DATA EXTRACTS:
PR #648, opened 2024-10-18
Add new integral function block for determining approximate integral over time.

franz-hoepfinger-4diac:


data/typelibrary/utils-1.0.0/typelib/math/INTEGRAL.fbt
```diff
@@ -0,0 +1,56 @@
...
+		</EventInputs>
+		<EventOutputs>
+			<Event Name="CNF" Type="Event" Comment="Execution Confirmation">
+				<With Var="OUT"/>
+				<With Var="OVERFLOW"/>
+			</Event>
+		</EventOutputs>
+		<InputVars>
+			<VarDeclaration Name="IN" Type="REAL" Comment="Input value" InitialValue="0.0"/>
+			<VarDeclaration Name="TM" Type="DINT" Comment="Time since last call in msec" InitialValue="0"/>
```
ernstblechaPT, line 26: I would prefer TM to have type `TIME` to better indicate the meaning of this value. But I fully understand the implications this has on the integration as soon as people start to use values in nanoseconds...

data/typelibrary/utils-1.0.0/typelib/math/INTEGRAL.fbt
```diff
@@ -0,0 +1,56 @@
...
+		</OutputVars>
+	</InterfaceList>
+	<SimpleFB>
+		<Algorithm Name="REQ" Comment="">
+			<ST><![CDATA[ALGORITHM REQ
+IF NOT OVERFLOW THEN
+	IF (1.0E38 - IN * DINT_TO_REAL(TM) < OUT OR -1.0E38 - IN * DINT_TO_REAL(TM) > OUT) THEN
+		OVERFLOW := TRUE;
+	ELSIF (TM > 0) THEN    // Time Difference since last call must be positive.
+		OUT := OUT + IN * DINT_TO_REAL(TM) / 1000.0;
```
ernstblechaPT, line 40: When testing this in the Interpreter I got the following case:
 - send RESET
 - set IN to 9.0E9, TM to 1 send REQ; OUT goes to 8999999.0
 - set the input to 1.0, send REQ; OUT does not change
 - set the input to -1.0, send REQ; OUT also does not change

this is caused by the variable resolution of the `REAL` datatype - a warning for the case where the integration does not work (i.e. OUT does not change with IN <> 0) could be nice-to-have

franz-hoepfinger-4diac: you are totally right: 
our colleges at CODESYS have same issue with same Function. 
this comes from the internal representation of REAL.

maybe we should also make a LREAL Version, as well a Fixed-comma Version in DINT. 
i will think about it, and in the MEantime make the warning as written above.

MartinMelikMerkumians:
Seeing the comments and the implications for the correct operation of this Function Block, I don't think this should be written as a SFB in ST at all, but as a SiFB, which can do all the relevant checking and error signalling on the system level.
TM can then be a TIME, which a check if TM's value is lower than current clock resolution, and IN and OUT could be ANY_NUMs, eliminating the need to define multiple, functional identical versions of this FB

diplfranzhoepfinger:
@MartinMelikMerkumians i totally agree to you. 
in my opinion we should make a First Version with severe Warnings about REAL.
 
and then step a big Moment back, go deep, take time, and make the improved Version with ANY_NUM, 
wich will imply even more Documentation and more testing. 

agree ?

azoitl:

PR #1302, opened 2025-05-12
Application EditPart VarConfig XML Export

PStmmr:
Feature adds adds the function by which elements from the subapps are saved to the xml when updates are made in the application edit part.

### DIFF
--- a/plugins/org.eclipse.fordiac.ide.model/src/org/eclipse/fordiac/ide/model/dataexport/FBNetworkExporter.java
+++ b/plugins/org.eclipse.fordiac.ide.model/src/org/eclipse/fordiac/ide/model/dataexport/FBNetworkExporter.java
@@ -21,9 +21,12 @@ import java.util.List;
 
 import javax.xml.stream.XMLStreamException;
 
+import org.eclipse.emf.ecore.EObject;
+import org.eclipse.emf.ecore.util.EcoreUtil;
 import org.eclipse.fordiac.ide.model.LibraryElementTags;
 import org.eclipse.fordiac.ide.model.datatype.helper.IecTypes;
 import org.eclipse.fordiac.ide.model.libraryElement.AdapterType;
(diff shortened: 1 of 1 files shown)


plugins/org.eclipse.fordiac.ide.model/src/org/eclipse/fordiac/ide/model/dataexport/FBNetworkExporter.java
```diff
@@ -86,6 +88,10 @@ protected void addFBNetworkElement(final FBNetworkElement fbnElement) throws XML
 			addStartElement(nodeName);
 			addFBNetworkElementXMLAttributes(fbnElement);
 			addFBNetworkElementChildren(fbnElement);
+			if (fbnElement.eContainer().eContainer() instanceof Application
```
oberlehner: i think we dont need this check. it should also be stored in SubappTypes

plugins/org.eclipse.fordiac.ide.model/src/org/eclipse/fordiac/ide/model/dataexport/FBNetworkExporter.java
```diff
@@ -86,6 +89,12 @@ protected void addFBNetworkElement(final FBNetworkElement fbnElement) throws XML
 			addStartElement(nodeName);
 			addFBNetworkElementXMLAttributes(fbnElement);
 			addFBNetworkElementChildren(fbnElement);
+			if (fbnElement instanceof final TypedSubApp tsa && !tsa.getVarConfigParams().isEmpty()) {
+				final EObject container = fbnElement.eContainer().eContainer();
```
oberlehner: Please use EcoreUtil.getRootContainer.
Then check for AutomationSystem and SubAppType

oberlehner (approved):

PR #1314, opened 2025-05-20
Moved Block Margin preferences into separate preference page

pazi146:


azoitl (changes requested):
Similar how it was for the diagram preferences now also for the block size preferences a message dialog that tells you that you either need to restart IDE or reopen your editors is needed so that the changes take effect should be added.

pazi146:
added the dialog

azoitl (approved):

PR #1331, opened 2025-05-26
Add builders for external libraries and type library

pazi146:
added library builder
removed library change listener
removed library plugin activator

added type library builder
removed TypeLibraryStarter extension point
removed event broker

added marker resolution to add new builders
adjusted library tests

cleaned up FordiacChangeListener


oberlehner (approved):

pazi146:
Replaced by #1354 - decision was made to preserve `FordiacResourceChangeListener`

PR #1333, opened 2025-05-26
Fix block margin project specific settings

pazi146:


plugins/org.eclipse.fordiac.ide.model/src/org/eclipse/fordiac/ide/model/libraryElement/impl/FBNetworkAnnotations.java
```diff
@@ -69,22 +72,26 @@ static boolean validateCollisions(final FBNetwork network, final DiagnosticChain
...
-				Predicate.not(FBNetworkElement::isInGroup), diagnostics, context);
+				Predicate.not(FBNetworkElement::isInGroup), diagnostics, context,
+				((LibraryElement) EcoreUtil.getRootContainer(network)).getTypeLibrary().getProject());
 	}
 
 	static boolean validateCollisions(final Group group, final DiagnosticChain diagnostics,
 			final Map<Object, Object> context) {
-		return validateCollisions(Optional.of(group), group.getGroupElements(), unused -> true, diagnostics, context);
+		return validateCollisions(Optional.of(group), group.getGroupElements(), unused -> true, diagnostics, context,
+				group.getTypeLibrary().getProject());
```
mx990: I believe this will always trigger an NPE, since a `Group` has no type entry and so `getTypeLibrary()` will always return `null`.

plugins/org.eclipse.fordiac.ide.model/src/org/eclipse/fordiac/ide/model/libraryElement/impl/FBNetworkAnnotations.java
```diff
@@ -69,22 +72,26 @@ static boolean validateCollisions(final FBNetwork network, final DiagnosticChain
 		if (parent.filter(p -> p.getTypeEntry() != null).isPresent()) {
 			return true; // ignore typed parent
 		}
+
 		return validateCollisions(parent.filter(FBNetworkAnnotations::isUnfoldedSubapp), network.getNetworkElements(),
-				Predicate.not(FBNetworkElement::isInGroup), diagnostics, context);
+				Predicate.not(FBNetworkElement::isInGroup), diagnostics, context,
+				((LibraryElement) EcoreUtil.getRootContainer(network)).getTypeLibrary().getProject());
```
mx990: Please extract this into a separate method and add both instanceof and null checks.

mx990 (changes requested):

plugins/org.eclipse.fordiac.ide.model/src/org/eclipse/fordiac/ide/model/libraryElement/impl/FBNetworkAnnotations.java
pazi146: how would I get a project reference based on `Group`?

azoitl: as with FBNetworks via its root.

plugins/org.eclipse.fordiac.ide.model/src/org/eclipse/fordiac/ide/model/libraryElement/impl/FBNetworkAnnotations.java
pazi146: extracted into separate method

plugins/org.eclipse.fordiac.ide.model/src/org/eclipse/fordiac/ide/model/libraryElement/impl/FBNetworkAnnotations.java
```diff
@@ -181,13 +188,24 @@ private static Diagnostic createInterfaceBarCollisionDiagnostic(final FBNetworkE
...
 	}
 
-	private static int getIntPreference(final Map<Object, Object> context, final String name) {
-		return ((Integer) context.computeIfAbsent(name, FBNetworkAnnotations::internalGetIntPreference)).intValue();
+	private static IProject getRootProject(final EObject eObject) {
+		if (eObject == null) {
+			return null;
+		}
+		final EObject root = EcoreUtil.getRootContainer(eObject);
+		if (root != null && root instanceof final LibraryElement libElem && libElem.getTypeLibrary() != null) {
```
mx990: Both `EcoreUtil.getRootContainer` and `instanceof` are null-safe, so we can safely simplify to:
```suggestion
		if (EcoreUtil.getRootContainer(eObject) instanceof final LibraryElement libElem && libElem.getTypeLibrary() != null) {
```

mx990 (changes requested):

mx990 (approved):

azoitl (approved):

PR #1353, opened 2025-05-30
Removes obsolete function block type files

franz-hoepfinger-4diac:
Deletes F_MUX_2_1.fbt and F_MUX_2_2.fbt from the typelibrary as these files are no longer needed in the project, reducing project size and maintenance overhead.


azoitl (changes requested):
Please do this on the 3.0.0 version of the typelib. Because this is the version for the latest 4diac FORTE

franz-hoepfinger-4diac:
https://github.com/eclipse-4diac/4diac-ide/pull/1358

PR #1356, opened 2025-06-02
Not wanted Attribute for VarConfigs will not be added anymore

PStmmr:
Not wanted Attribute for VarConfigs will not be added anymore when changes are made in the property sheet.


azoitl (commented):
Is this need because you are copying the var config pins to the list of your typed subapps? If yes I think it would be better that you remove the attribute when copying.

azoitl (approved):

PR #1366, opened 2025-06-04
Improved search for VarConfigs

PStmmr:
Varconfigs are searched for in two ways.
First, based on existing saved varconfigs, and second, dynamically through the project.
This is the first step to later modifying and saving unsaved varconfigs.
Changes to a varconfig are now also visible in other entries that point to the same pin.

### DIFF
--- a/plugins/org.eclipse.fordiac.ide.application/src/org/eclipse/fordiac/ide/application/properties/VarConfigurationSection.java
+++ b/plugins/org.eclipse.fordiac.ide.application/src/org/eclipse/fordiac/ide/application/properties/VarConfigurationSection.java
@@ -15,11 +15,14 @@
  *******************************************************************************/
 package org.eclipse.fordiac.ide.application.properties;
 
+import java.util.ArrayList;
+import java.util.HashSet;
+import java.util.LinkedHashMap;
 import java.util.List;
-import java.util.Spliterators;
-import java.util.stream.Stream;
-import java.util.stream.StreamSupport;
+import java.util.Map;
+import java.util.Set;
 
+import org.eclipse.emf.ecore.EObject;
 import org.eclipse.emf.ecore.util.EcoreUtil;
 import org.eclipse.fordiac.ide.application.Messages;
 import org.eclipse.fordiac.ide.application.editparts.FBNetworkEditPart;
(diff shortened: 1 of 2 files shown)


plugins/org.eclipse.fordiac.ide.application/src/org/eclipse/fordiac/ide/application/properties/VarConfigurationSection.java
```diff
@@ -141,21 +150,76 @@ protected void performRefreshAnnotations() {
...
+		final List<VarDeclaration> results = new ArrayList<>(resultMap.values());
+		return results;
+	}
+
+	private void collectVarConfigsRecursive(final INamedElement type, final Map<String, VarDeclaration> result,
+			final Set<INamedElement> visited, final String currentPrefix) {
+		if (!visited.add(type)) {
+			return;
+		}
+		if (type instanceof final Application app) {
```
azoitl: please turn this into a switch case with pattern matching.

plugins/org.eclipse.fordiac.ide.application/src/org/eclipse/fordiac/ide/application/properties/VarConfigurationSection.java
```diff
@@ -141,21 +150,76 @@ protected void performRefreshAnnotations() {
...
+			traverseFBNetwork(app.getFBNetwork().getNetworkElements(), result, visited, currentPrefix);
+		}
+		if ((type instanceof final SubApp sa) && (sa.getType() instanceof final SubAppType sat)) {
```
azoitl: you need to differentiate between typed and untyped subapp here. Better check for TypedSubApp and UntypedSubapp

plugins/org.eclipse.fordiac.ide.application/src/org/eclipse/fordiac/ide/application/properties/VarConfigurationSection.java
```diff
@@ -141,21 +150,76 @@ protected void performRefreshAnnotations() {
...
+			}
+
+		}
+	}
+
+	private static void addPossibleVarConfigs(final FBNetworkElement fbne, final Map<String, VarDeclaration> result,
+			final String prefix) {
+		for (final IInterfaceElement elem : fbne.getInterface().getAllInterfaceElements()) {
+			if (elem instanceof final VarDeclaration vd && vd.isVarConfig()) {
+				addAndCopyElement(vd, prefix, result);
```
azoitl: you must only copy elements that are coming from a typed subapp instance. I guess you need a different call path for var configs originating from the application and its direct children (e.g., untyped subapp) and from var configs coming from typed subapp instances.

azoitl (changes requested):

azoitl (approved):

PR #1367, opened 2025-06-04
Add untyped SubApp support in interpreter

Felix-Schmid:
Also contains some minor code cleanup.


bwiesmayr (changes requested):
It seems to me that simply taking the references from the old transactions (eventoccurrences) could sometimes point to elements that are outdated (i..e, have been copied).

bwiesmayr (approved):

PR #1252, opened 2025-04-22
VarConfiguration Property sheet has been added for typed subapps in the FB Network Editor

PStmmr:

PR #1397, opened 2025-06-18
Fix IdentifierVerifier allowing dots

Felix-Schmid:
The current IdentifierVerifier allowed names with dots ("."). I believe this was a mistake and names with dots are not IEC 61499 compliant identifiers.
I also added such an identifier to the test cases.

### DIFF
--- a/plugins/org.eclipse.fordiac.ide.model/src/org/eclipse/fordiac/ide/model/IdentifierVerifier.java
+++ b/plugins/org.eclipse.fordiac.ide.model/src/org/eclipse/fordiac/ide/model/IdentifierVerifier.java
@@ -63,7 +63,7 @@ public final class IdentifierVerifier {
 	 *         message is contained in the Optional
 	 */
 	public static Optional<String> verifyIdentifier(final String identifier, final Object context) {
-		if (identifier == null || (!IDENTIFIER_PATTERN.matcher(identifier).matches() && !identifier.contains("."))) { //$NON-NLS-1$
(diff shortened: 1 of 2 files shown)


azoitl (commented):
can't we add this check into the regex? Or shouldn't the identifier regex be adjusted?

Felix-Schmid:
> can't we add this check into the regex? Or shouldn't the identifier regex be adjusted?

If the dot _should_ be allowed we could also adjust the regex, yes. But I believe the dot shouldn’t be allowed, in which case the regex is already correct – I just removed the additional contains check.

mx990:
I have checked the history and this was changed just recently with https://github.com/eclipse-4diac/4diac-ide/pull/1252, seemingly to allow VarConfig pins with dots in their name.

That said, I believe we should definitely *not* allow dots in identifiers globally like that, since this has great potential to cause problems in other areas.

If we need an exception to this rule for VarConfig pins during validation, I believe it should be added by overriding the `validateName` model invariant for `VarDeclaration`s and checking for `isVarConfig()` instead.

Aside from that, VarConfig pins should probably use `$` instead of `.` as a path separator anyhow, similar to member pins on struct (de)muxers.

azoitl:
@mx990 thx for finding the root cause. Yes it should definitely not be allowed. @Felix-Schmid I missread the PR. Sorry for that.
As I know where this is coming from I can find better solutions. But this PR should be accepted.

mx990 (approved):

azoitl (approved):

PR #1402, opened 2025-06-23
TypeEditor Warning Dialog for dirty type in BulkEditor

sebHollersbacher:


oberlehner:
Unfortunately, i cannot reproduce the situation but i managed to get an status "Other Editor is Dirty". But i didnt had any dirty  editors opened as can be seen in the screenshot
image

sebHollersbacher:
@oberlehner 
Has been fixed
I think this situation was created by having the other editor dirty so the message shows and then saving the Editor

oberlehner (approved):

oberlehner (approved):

WHAT TO PRODUCE:
Tell how many lines of the data include the word "diagnostics", and nothing else.

OUTPUT:
7